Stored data
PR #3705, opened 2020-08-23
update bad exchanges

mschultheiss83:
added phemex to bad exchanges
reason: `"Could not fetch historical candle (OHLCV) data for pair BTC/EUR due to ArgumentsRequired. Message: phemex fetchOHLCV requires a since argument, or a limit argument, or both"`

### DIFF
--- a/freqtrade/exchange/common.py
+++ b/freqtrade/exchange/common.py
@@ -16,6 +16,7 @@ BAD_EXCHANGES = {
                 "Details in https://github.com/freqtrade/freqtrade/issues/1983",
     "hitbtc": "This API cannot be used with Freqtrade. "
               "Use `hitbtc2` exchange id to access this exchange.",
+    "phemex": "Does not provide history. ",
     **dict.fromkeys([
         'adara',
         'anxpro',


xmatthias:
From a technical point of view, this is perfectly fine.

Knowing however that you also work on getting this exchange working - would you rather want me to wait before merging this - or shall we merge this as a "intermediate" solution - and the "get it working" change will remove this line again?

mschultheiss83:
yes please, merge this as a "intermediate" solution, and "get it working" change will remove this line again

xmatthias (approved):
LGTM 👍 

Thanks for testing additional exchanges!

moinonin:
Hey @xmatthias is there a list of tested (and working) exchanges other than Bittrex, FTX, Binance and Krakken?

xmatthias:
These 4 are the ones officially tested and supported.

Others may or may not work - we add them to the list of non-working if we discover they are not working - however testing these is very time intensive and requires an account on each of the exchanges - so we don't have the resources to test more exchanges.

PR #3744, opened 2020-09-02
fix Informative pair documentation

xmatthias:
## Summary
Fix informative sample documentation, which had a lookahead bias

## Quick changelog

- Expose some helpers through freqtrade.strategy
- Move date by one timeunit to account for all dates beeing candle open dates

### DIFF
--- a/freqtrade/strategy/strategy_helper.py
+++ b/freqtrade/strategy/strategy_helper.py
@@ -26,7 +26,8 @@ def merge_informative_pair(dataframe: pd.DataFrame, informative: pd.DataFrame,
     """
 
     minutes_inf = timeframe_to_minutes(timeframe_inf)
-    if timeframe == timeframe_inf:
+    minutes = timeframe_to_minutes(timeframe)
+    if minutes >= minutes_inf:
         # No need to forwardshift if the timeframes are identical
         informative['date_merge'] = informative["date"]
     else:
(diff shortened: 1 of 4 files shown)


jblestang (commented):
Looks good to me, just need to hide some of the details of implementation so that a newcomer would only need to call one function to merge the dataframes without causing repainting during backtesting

= EXERCISE OBJECTIVE =
Without omitting anything, output the entries exactly.

= RESPONSE TO THIS TASK =
PR #3705, opened 2020-08-23
update bad exchanges

mschultheiss83:
added phemex to bad exchanges
reason: `"Could not fetch historical candle (OHLCV) data for pair BTC/EUR due to ArgumentsRequired. Message: phemex fetchOHLCV requires a since argument, or a limit argument, or both"`

### DIFF
--- a/freqtrade/exchange/common.py
+++ b/freqtrade/exchange/common.py
@@ -16,6 +16,7 @@ BAD_EXCHANGES = {
                 "Details in https://github.com/freqtrade/freqtrade/issues/1983",
     "hitbtc": "This API cannot be used with Freqtrade. "
               "Use `hitbtc2` exchange id to access this exchange.",
+    "phemex": "Does not provide history. ",
     **dict.fromkeys([
         'adara',
         'anxpro',


xmatthias:
From a technical point of view, this is perfectly fine.

Knowing however that you also work on getting this exchange working - would you rather want me to wait before merging this - or shall we merge this as a "intermediate" solution - and the "get it working" change will remove this line again?

mschultheiss83:
yes please, merge this as a "intermediate" solution, and "get it working" change will remove this line again

xmatthias (approved):
LGTM 👍 

Thanks for testing additional exchanges!

moinonin:
Hey @xmatthias is there a list of tested (and working) exchanges other than Bittrex, FTX, Binance and Krakken?

xmatthias:
These 4 are the ones officially tested and supported.

Others may or may not work - we add them to the list of non-working if we discover they are not working - however testing these is very time intensive and requires an account on each of the exchanges - so we don't have the resources to test more exchanges.

PR #3744, opened 2020-09-02
fix Informative pair documentation

xmatthias:
## Summary
Fix informative sample documentation, which had a lookahead bias

## Quick changelog

- Expose some helpers through freqtrade.strategy
- Move date by one timeunit to account for all dates beeing candle open dates

### DIFF
--- a/freqtrade/strategy/strategy_helper.py
+++ b/freqtrade/strategy/strategy_helper.py
@@ -26,7 +26,8 @@ def merge_informative_pair(dataframe: pd.DataFrame, informative: pd.DataFrame,
     """
 
     minutes_inf = timeframe_to_minutes(timeframe_inf)
-    if timeframe == timeframe_inf:
+    minutes = timeframe_to_minutes(timeframe)
+    if minutes >= minutes_inf:
         # No need to forwardshift if the timeframes are identical
         informative['date_merge'] = informative["date"]
     else:
(diff shortened: 1 of 4 files shown)


jblestang (commented):
Looks good to me, just need to hide some of the details of implementation so that a newcomer would only need to call one function to merge the dataframes without causing repainting during backtesting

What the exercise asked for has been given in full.